Task instructions => Scan the lines below for "jeremyandrews" and copy the matches.

Saved entries:
== Segment start ==

PR #108, opened 2020-07-18
return a Result from Task functions

jeremyandrews:
Tasks must be converted to return `GooseTaskResult`.

This allows the use of `?` as it supports returning a GooseTaskError:

```rust
pub type GooseTaskResult = Result<(), GooseTaskError>;
```
Currently we define 3 errors:

```rust
/// Definition of all errors Goose Tasks can return.
#[derive(Debug)]
pub enum GooseTaskError {
    /// Contains any possible Reqwest library error.
    Reqwest(reqwest::Error),
    /// The request failed.
    RequestFailed,
    /// The request was canceled (this happens when the throttle is enabled and
    /// the load test finished).
    RequestCanceled,
}
```

### DIFF
--- a/examples/drupal_loadtest.rs
+++ b/examples/drupal_loadtest.rs
@@ -156,7 +156,7 @@ async fn drupal_loadtest_login(user: &GooseUser) -> GooseTaskResult {
                                 "login: no form_build_id on page: /user page",
                                 &mut goose.request,
                                 Some(&headers),
-                                Some(html.clone()),
+                                Some(&html),
                             );
                         }
                     };
@@ -221,7 +221,7 @@ async fn drupal_loadtest_post_comment(user: &GooseUser) -> GooseTaskResult {
                                 &format!("post_comment: no form_build_id found on {}", &node_path),
                                 &mut goose.request,
                                 Some(&headers),
-                                Some(html.clone()),
+                                Some(&html),
                             );
                         }
                     };
@@ -234,7 +234,7 @@ async fn drupal_loadtest_post_comment(user: &GooseUser) -> GooseTaskResult {
                                 &format!("post_comment: no form_token found on {}", &node_path),
                                 &mut goose.request,
                                 Some(&headers),
-                                Some(html.clone()),
+                                Some(&html),
                             );
                         }
                     };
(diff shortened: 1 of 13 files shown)


tests/redirect.rs
```diff
@@ -12,44 +12,51 @@ const REDIRECT3_PATH: &str = "/redirect3";
...
             }
         }
     }
+    Ok(())
 }
 
 // Task function, load REDRECT_PATH and follow redirect to new domain.
-pub async fn get_domain_redirect(user: &GooseUser) {
+pub async fn get_domain_redirect(user: &GooseUser) -> GooseTaskResult {
     let _goose = user.get(REDIRECT_PATH).await;
```
LionsAd, line 58: Missing ? At the end

jeremyandrews: Good catch, thanks!

examples/drupal_loadtest.rs
```diff
@@ -157,17 +152,12 @@ async fn drupal_loadtest_login(user: &GooseUser) {
                     let form_build_id = match re.captures(&html) {
                         Some(f) => f,
                         None => {
-                            user.set_failure(&mut goose.request);
-                            let error = "login: no form_build_id on page: /user page";
-                            // We choose to both log and display errors to stdout.
```
LionsAd, line 162: It might be a good idea to say that user.set_failure will do that automatically instead of removing?

src/goose.rs
```diff
@@ -1424,63 +1490,83 @@ impl GooseUser {
...
+        body: Option<&str>,
+    ) -> GooseTaskResult {
         // Only send update if this was previously a success.
         if request.success {
             request.success = false;
             request.update = true;
             self.send_to_parent(&request);
         }
+        // Log failure, converting `&mut request` to `&request` as needed by `log_debug()`.
+        self.log_debug(&tag, Some(&*request), headers, body);
```
LionsAd, line 1550: Maybe make it possible to log to stdout as well here - as the code did before?

examples/drupal_loadtest.rs
jeremyandrews: yes, good idea -- fixed

src/goose.rs
jeremyandrews: I meant to do that but forgot, thanks for catching it! we now use `info!()` so the debug output shows up when `-v` is enabled.

jeremyandrews:
> One thing:
>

== Segment end ==

Reply to the task =>
jeremyandrews:
jeremyandrews: Good catch, thanks!
jeremyandrews: yes, good idea -- fixed
jeremyandrews: I meant to do that but forgot, thanks for catching it! we now use `info!()` so the debug output shows up when `-v` is enabled.
jeremyandrews:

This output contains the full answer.